* ACTIVITY
Whenever a line in the entries below contains "level", copy that line.

Records from a data source

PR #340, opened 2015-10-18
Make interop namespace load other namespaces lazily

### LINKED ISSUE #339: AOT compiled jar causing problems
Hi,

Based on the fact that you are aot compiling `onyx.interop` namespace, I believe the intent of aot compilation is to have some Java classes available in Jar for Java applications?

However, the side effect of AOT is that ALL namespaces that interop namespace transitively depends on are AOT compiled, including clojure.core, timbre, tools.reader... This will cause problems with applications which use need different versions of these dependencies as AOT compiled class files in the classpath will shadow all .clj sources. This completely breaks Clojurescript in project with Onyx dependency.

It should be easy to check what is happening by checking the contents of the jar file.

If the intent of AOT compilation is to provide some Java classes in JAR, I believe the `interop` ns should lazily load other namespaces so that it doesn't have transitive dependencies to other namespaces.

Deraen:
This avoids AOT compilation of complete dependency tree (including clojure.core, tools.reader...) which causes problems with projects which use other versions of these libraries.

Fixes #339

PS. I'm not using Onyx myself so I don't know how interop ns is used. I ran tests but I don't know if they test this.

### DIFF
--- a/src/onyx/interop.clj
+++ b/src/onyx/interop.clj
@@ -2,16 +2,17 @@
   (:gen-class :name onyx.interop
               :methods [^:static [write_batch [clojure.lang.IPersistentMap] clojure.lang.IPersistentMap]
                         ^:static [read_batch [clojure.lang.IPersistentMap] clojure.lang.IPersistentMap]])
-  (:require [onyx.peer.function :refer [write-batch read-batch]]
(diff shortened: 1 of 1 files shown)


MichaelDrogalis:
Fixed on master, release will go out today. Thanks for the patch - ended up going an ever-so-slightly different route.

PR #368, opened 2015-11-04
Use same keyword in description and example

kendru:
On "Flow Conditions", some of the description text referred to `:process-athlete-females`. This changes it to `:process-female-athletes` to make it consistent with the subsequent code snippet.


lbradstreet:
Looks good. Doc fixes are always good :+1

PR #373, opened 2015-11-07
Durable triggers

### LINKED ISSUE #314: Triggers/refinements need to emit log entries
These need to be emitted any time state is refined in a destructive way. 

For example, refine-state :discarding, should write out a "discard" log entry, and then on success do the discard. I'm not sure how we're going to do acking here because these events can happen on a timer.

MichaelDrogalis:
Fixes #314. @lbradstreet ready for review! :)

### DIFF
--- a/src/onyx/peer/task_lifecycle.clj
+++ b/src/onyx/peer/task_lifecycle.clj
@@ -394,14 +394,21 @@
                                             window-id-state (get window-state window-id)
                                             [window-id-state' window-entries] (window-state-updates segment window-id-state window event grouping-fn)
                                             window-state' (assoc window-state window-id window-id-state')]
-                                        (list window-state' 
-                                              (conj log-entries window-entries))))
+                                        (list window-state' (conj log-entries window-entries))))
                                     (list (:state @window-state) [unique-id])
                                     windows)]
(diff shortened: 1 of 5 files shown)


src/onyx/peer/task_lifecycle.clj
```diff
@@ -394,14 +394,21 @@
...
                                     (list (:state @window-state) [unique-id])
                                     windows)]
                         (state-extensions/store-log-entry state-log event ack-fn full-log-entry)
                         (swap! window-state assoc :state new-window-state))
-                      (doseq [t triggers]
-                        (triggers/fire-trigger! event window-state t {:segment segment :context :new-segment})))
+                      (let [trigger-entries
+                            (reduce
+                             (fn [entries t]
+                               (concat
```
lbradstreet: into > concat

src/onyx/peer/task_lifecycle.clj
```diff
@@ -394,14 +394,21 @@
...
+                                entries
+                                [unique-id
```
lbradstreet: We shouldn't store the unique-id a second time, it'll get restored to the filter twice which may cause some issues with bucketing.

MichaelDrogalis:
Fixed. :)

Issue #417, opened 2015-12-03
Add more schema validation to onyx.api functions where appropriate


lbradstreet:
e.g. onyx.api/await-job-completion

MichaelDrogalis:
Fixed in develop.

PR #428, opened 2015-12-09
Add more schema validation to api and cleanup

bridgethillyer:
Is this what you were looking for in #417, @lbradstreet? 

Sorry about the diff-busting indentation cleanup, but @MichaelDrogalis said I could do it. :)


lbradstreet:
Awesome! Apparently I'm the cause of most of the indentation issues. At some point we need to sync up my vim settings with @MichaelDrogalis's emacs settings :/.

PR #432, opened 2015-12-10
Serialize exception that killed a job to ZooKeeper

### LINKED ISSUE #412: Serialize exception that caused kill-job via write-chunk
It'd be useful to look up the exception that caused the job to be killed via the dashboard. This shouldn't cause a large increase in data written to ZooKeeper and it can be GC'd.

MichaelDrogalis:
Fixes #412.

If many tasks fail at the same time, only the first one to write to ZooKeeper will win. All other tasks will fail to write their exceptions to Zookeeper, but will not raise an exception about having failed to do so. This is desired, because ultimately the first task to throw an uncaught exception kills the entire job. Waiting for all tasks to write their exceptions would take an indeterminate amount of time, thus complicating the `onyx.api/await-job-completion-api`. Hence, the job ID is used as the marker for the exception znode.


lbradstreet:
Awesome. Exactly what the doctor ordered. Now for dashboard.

==

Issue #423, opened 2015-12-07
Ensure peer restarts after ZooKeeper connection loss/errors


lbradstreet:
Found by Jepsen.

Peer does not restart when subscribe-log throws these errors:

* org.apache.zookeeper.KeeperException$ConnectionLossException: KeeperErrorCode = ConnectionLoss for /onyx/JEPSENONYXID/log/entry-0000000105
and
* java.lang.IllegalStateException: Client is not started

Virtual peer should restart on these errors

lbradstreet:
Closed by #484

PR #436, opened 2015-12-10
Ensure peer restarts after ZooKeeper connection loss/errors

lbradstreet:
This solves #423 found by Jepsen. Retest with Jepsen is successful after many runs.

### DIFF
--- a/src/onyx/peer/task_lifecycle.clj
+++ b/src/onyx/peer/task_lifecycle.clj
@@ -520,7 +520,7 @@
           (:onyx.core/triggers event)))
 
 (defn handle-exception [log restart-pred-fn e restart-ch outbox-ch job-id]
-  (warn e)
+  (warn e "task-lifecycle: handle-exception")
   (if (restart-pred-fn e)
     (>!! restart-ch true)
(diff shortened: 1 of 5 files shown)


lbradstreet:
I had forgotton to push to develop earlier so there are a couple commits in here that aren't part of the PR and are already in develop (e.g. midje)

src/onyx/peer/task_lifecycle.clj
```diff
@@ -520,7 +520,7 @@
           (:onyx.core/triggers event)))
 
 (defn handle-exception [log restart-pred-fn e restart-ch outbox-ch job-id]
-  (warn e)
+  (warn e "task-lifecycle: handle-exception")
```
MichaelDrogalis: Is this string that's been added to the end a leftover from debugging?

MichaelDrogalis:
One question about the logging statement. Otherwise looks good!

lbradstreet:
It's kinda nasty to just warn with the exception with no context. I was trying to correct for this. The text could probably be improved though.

...

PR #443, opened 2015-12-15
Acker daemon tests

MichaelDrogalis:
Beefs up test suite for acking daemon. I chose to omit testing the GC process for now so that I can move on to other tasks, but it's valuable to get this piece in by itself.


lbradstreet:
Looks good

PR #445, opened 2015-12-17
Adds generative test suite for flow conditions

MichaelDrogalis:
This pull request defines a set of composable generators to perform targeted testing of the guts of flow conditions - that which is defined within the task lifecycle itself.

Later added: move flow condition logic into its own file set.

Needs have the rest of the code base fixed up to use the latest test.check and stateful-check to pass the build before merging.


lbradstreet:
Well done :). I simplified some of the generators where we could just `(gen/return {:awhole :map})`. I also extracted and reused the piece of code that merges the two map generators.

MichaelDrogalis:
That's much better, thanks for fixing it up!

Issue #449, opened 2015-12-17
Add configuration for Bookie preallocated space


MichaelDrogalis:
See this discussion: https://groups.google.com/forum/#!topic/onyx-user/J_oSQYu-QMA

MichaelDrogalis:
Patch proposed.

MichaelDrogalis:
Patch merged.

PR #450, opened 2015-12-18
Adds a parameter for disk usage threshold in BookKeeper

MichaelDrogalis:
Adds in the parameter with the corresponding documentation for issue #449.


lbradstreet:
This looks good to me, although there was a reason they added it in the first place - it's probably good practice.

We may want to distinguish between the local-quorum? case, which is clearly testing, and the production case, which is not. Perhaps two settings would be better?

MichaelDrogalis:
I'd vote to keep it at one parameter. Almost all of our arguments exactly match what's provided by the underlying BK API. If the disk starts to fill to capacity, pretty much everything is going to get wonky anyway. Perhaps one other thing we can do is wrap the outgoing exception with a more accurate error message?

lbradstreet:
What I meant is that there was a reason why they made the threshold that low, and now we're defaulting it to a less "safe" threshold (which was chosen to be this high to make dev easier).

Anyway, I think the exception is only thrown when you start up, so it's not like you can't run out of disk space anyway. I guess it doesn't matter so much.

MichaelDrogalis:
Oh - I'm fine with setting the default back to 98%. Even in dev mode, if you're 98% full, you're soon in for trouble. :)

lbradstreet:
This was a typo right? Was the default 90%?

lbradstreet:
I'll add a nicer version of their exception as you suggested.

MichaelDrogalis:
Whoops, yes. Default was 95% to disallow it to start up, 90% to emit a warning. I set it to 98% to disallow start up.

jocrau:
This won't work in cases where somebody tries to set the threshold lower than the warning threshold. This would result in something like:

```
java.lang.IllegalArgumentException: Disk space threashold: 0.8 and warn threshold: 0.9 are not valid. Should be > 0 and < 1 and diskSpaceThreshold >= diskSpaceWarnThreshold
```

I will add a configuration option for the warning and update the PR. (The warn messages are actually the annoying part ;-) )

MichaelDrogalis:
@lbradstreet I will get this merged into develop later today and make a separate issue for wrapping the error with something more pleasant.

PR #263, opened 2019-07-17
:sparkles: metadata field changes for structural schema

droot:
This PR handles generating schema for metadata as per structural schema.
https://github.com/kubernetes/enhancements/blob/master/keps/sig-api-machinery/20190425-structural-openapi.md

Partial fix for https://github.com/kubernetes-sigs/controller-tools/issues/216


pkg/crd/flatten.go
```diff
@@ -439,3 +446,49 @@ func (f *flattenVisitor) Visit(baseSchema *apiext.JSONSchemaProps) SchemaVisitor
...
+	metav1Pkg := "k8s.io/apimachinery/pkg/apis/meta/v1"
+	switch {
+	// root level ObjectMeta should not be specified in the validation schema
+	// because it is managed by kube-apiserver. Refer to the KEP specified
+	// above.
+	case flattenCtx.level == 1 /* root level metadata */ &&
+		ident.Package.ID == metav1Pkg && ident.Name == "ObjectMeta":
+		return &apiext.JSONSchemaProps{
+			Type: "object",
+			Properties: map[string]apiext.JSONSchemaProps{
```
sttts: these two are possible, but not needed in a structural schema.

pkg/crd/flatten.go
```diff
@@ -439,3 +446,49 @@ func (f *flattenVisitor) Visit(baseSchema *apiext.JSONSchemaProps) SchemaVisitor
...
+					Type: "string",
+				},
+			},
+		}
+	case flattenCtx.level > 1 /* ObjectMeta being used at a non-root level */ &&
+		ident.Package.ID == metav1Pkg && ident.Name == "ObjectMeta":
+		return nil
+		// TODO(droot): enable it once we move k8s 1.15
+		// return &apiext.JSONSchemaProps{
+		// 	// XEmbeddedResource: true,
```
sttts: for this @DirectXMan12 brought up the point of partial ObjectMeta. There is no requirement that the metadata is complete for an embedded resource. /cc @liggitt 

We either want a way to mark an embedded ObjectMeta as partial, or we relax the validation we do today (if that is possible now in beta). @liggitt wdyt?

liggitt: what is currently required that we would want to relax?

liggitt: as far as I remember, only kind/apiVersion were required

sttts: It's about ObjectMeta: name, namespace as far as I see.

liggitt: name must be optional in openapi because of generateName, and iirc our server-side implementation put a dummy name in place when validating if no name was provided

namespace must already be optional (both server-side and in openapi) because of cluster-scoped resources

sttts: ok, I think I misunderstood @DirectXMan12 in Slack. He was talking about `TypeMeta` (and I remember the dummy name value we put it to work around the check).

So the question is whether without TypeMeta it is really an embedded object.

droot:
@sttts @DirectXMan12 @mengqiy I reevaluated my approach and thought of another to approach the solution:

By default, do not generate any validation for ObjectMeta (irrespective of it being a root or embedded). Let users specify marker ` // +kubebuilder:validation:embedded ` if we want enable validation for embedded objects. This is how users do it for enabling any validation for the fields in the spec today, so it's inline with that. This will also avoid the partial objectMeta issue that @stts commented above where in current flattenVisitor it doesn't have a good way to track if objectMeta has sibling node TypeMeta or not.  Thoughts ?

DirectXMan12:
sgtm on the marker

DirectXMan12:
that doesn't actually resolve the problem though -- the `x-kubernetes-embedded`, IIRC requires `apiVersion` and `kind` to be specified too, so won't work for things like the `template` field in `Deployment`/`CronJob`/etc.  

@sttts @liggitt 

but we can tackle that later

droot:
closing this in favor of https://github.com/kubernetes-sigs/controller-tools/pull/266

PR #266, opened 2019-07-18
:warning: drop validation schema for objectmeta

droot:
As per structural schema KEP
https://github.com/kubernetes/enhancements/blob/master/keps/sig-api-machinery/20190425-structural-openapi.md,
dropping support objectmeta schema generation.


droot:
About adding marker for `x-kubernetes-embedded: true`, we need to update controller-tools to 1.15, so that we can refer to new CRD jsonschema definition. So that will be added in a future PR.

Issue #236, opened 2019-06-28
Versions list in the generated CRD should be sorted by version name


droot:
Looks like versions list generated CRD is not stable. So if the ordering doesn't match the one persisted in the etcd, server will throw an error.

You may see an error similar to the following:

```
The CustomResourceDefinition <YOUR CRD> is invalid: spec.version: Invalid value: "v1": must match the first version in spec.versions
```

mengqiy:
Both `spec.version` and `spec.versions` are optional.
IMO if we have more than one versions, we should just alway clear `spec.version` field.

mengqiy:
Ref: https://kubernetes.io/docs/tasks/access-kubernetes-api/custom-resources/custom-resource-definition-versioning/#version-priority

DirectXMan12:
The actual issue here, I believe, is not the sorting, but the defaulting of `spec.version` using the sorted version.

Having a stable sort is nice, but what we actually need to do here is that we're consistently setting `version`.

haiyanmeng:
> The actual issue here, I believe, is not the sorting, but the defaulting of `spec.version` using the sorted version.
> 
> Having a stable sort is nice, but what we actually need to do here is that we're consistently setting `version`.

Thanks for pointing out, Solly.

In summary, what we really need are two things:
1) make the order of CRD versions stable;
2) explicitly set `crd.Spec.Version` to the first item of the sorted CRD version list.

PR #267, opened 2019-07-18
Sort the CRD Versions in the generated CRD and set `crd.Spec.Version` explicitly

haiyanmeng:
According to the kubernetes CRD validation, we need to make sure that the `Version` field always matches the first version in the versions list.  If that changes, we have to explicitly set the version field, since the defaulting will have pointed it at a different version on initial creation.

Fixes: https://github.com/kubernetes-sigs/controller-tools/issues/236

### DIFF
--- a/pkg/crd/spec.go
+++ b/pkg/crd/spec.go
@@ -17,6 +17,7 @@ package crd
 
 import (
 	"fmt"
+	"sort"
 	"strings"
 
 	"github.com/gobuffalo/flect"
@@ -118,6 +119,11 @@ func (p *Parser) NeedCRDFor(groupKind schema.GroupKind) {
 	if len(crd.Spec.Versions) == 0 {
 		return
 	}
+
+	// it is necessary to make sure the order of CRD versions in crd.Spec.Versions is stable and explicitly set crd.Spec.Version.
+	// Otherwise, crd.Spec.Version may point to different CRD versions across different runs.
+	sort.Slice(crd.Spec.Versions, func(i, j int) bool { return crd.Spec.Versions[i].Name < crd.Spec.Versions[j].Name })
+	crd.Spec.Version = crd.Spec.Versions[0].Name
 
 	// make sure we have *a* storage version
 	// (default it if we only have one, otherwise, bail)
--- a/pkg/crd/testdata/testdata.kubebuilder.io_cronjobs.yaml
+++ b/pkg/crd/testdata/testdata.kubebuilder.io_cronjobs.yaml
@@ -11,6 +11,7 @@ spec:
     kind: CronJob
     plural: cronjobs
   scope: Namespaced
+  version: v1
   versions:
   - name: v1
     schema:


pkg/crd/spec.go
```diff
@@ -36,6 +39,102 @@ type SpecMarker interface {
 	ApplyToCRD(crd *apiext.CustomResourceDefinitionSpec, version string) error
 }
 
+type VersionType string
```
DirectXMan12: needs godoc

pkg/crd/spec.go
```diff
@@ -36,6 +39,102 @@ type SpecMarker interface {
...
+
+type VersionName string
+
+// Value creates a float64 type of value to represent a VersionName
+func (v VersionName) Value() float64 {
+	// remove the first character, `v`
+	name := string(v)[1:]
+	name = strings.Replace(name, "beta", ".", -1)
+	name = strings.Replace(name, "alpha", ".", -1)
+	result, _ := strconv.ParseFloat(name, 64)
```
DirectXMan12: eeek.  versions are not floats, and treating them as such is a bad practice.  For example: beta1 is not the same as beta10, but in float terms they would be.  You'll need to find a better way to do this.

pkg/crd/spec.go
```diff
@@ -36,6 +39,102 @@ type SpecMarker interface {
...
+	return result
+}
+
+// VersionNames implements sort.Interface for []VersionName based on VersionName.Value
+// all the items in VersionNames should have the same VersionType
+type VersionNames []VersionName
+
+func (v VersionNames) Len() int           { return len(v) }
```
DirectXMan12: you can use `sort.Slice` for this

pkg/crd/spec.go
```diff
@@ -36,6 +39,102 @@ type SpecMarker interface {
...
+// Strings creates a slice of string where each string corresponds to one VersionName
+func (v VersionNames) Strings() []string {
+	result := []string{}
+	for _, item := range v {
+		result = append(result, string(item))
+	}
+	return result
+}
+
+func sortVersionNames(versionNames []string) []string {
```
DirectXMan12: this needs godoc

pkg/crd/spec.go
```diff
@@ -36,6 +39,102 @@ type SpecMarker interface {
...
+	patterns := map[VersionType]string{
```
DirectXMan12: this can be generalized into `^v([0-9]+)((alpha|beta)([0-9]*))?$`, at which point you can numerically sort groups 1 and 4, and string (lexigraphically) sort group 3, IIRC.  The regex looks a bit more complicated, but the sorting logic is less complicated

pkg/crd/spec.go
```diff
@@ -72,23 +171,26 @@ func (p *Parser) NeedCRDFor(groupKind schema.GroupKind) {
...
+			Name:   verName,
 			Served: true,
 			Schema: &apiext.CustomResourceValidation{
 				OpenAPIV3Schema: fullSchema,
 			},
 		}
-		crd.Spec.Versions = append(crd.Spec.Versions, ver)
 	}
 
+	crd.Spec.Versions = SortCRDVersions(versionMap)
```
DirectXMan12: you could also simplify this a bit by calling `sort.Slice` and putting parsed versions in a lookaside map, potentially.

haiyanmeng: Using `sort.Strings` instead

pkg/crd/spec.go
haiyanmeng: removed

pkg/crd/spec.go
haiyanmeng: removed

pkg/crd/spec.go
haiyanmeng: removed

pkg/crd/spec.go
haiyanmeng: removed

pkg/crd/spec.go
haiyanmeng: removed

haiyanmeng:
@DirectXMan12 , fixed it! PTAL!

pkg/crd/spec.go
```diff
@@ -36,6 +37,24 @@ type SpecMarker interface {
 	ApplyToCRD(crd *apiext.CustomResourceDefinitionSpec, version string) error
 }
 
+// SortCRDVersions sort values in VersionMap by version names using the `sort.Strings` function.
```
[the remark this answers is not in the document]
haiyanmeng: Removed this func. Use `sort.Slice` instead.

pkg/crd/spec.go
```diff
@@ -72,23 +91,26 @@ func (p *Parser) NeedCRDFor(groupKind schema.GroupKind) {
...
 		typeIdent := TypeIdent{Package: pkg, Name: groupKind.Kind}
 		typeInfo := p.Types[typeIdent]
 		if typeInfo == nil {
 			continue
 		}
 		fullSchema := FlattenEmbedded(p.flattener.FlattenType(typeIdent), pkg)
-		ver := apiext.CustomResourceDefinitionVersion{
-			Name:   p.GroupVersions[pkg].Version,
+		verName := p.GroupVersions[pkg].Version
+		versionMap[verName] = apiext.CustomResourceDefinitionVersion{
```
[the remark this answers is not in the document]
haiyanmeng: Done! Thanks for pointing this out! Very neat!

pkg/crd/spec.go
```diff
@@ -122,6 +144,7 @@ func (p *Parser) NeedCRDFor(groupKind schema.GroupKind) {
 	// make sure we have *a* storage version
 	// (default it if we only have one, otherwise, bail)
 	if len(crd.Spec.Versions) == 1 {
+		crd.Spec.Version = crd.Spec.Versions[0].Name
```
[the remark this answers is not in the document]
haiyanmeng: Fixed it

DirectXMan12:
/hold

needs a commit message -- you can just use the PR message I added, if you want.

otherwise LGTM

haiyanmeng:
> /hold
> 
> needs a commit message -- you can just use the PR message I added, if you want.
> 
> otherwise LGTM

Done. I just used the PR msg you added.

* RESPONSE
+	// root level ObjectMeta should not be specified in the validation schema
+	case flattenCtx.level == 1 /* root level metadata */ &&
+	case flattenCtx.level > 1 /* ObjectMeta being used at a non-root level */ &&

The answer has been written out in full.